##### Input data

PR #5305, opened 2022-10-31
able to send raw rpc methods

xlc:
#5299 take two

so we can send undecorated rpc calls
```js
const json = await api.rpc('exec_storageGet', 123, '0x12345678', '0x12345678');
```

### DIFF
--- a/packages/api-base/src/types/rpc.ts
+++ b/packages/api-base/src/types/rpc.ts
@@ -2,7 +2,7 @@
 // SPDX-License-Identifier: Apache-2.0
 
 import type { Observable } from 'rxjs';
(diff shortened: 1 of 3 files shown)


xlc:
The typing could be improved but not sure what's the better way
I would like to write some tests but can't find a good place for that and therefore have no idea if this actually works or not

jacogr:
Brilliant. Sorry for not looking yet, the intent is indeed to get it into the next release.

jacogr (commented):
One small comment, the rest looks sane.

jacogr (approved):
Thank you.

##########

What is needed: Please find the lines in the data that contain the word "send" and copy them.

Output of the exercise:
able to send raw rpc methods
so we can send undecorated rpc calls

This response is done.